Attualità

Omicidio di Agitu Gudeta, arrestato un suo dipendente: “Ha confessato”

Agitu Gudeta è stata uccisa lo scorso 29 dicembre nella sua abitazione, a Frassilongo (Trento) a martellate da un suo dipendente che, mentre era ancora agonizzante, l’ha anche violentata.

È uno dei particolari agghiaccianti emersi dall’interrogatorio di Adams Suleimani, 32 anni, ghanese, reo confesso per l’omicidio della pastora etiope trovata uccisa a martellate nella casa dove vive in Valle dei Mocheni, in Trentino.

La rifugiata etiope di 42 anni era diventata simbolo di integrazione per il successo della sua azienda agricola bio “La capra felice”: undici ettari e ottanta capre autoctone nella Valle dei Mocheni, in Trentino.

A trovare il corpo, in camera da letto, erano stati i vicini di casa, allertati da un conoscente della vittima preoccupato perchè la donna non era andata a un appuntamento. I carabinieri erano accorsi sul posto assieme al magistrato. Poi, nella notte, secondo quanto riportato dal Corriere del Trentino, era stato fermato il custode che si occupava delle capre, Adams Suleimani.

L’interrogatorio di Suleimani

Suleimani, interrogato dai carabinieri davanti al pm e all’avvocato d’ufficio, ha ammesso le sue responsabilità, dando descrizioni dei fatti in linea con le risultanze emerse dai rilievi effettuati dagli investigatori. Il 32enne, che aveva lavorato in passato per Agitu, ed era tornato su richiesta della donna circa due mesi fa ad occuparsi del pascolo delle capre, viveva nell’abitazione al primo piano.

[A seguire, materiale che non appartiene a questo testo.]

PR #3316, opened 2026-07-07
Matching decomp for func_us_801B1590

Mamotromico:
[decomp.me scratch](https://decomp.me/scratch/4pLRW)

Unsure if this is adequate for a PR or if its better to wait for more understanding of what this is doing.
I picked this up based on the [function list](https://github.com/Xeeynamo/sotn-decomp/blob/gh-duplicates/functions.md).

Includes the extra Include for the context creation [as was discussed in the discord](https://discord.com/channels/1079389589950705684/1079395108501331990/1524067129463144618)


sozud:
This can be improved more but it's probably something like this https://decomp.me/scratch/VX4Mr

Mamotromico:
> This can be improved more but it's probably something like this https://decomp.me/scratch/VX4Mr

Interesting!
How did you reach the proposed ET_UNK? Is it based on other ET_ structures? I see some similarities with ET_Weapon, but I have no idea how I'd think of this.

src/boss/bo0/2D26C.c
```diff
@@ -31,7 +31,18 @@ INCLUDE_ASM("boss/bo0/nonmatchings/2D26C", func_us_801B0930);
 
 INCLUDE_ASM("boss/bo0/nonmatchings/2D26C", func_us_801B13A8);
 
-INCLUDE_ASM("boss/bo0/nonmatchings/2D26C", func_us_801B1590);
+void func_us_801B1590(s32 step) {
+    // Load pointer stored at Entity+0x80 (inside Ext+0x04)
+    u8* node = (u8*)g_CurrentEntity->ext.ILLEGAL.u32[1];
+
+    g_CurrentEntity->step = (u16)(step & 0xff);
```
bismurphy: This kind of code looks fake. Indeed, if you change the function to take a u8 step, then this can just be =step;

bismurphy:
This looks like a great first PR! Placeholder names are totally fine, especially as you are just starting. There will still be some adjustments before merging but a very solid start. Thank you for contributing! Please update to address the comments from sozud and me and we should be able to merge this soon.

src/boss/bo0/2D26C.c
Mamotromico: > This kind of code looks fake. Indeed, if you change the function to take a u8 step, then this can just be =step;

I think I understand what you mean, the s32 + bitmasking could be a decompilation "artifact" due to type sizes instead of the actual argument?

bismurphy: The decompiler is kind of bad. It often turns instructions into explicit C code that doesn't need to be there. In this case, the & 0xFF was likely not in the original C, and actually just represents the argument of the function being u8. And the cast to u16 is not needed because C automatically converts integer types. So we can remove those transformations which makes the code simpler while still matching.

Mamotromico:
Added the proposed struct as @sozud shown, just renamed the type to ET_B0_Unk to be a bit more specific than just Unk (since this code is from the boss/b0/ section)

Mamotromico:
The `(ET_B0_Unk)*` casts are not necessary to compile according to decomp.me, but avoid some warnings about incompatible pointers.

Seems like I messed up something on the compilation, figuring it out now.

Mamotromico:
Seems like adding `ET_B0_Unk` to `Entity.h` and the `Ext` union causes a checksum failure after build, should that be somewhere else instead?

Mamotromico:
Thanks to @bismurphy its compiling again! 
The suggested struct was too big so it was blowing up the union (and the checksum), it should work fine now.

sozud:
Lets fix it so that the psp version matches too, needs the step and step_s part moved https://decomp.me/scratch/tZoze

JoshSchreuder:
@sozud I think we can merge this and fix up PSP later so this doesn't get stale, what do you think?

sozud:
That's fine

JoshSchreuder:
Thanks for your contribution @Mamotromico!

PR #3317, opened 2026-07-07
Asset tool: fix padding at the end of GfxBanks for PSP

bismurphy:
Here is the data for RNO3_gfxBanks:

```
glabel RNO3_gfxBanks
    /* 2CA68 092640E8 F83F2609 */ .word D_pspeu_09263FF8
    /* 2CA6C 092640EC 10402609 */ .word D_pspeu_09264010
    /* 2CA70 092640F0 A0402609 */ .word D_pspeu_092640A0
    /* 2CA74 092640F4 F83F2609 */ .word D_pspeu_09263FF8
    /* 2CA78 092640F8 F83F2609 */ .word D_pspeu_09263FF8
    /* 2CA7C 092640FC F83F2609 */ .word D_pspeu_09263FF8
    /* 2CA80 09264100 F83F2609 */ .word D_pspeu_09263FF8
    /* 2CA84 09264104 F83F2609 */ .word D_pspeu_09263FF8
    /* 2CA88 09264108 F83F2609 */ .word D_pspeu_09263FF8
    /* 2CA8C 0926410C F83F2609 */ .word D_pspeu_09263FF8
    /* 2CA90 09264110 F83F2609 */ .word D_pspeu_09263FF8
    /* 2CA94 09264114 F83F2609 */ .word D_pspeu_09263FF8
    /* 2CA98 09264118 F83F2609 */ .word D_pspeu_09263FF8
    /* 2CA9C 0926411C F83F2609 */ .word D_pspeu_09263FF8
    /* 2CAA0 09264120 F83F2609 */ .word D_pspeu_09263FF8
    /* 2CAA4 09264124 00000000 */ .word 0x00000000
.size RNO3_gfxBanks, . - RNO3_gfxBanks
```

Notice that at the end there is an empty word. This is not a "true" member of the array. Instead, this is zero-padding because PSP aligns everything to 8 bytes. This way, the array ends at 2CAA8 instead of 2CAA4.

However, the assets tool parses this and produces this array:
```
u_long** OVL_EXPORT(gfxBanks)[] = {
    rno3_gfxbank_0,
    rno3_gfxbank_1,
    rno3_gfxbank_2,
    rno3_gfxbank_0,
    rno3_gfxbank_0,
    rno3_gfxbank_0,
    rno3_gfxbank_0,
    rno3_gfxbank_0,
    rno3_gfxbank_0,
    rno3_gfxbank_0,
    rno3_gfxbank_0,
    rno3_gfxbank_0,
    rno3_gfxbank_0,
    rno3_gfxbank_0,
    rno3_gfxbank_0,
    NULL,
};
```

It puts a NULL at the end, believing it to be real data. When US is built and reads this file, it introduces explicit NULL bytes at the end, but US doesn't need them, so it makes it look like the gfxBanks have different data in the two versions. They don't really. They just look like it, due to the padding.

This patch to the asset tool will not generate the NULL at the end of the array, meaning that the generated .h files are identical. Building still creates the padding bytes - we just no longer specify them in the C code.

There may be better ways to patch this, but I don't know what those might be.


JoshSchreuder:
Nice, likely means we can coalesce back cases where we had to `us/graphics_banks` / `psp/graphics_banks` in the assets files? There's a bunch

tools/sotn-assets/assets/gfxbanks/graphics.go
```diff
@@ -81,6 +81,12 @@ func ReadGraphics(r io.ReadSeeker, ramBase, addr psx.Addr, symbol func(addr psx.
 		}
 		addrGfxBanks = append(addrGfxBanks, addrGfxBankEntry)
 	}
+	// On PSP, the last element might just be padding out to the 8-align. Eliminate that if found.
+	lastBank := addrGfxBanks[len(addrGfxBanks) - 1]
+	if (lastBank == psx.RamNull){
```
JoshSchreuder, line 86: Unsure if maybe a platform check would be good here, see Xeeynamo's earlier PR https://github.com/Xeeynamo/sotn-decomp/pull/3223/changes#diff-68f2008768f387add6c3e5a3c05515d5a24f2d57bf93f5892b8a302e90f10902 in handler.go

bismurphy: No real need for it. GfxBanks never end in a null, so if we find one, we know it must be PSP padding.

bismurphy:
> Nice, likely means we can coalesce back cases where we had to `us/graphics_banks` / `psp/graphics_banks` in the assets files? There's a bunch

Yes, I'm planning to circle back on those and see if any can be un-split in the future. I could add that un-splitting to this PR if desired, just figured I should keep the PR minimal for now? Either way seems good.

JoshSchreuder:
Yep I think that's a good plan, especially since we're not sure how many are affected by the padding vs actually differ

JoshSchreuder (approved):

PR #3323, opened 2026-07-10
maria funcs

sozud:


Xeeynamo (approved):
Not a blocker, but we should change the prefix `Ric` with something else for the following PRs. We already use `Mar` for PSP. Maybe here we can use `Maria`, or maybe we could have `MarS` and `MarP` for the two playable Maria. WDYT?

sozud:
Ok, I'll follow up in #naming

PR #3324, opened 2026-07-10
decompile func_us_8019A98C

flafmg:


flafmg:
i think i shouldve put this on rcen_psp as well since this one comes from decomping the psp one, i forgot sorry!

src/st/rcen/e_shaft.c
```diff
@@ -1,7 +1,33 @@
...
+s16 func_us_8019A98C(s16 arg0, s16 arg1, s16 arg2) {
+    s16 v_s1;
+    s16 v_s0;
+
+    arg1 &= 0xFFF;
+
+    v_s1 = arg2 - arg1;
+    v_s0 = v_s1;
+
+    if (v_s1 > 0x800) {
```
sozud: This function is almost certainly rotation related, could do this
```
    if (v_s1 > ROT(180)) {
        v_s0 = v_s1 - ROT(360);
    }
    if (v_s1 < ROT(-180)) {
        v_s0 = v_s1 + ROT(360);
    }
```
https://decomp.me/scratch/uYEbi

sozud (approved):

src/st/rcen/e_shaft.c
flafmg: i was suspecting it was rotation related
for me it looks like an stepping function that turns one angle into another one by an max step, i did an function that is almost the same a while ago for a litle project, but i got a bit scared of trying and go naming and guessing it wrong lol

i will make these changes thank you!!

flafmg: just a question, ROT is already defined somewhere in the codebase or should i add it in e_shaft header?

JoshSchreuder: It's in our common header so you should be able to use it here with no further includes
https://github.com/Xeeynamo/sotn-decomp/blob/a4267165fb42f5b3c32d6d1cb899e91eccd291b3/include/common.h#L109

L’uomo ha riferito agli inquirenti di una discussione nata per il mancato pagamento di una mensilità. Un credito che ha portato l’uomo ad aggredire Agitu col martello. L’omicidio è avvenuto nella camera da letto della donna, che – ha raccontato il 32enne ora arrestato – è stata colpita 4 o 5 volte alla testa. Quindi, mentre Agitu era a terra agonizzante, c’è stata la violenza sessuale. Suleimani si trova ora nel carcere di Spini di Gardolo a Trento.

La vita di Agitu

Ideo Gudeta Agitu, nata ad Addis Abeba nel 1978, aveva studiato sociologia all’Università di Trento e poi era tornata nel suo Paese. Nel 2010, a causa della situazione di conflitto interna, aveva fatto ritorno in Italia e nella Valle dei Mocheni aveva dato vita alla sua azienda della quale si erano occupate anche trasmissioni televisive. Era infatti diventata simbolo di integrazione anche per il successo della sua azienda agricola bio “La capra felice”.

Razzismo

Circa due anni fa, la donna aveva ricevuto minacce e subito una aggressione a sfondo razziale – scrive Il Sole24Ore – da un uomo che abita la baita vicino all’abitazione della ‘pastora bio’. Lo scorso gennaio, l’uomo era stato condannato a 9 mesi per lesioni dal Tribunale di Trento, mentre l’accusa di stalking finalizzato alla discriminazione razziale era stata lasciata cadere, contrariamente a quanto aveva chiesto il pm.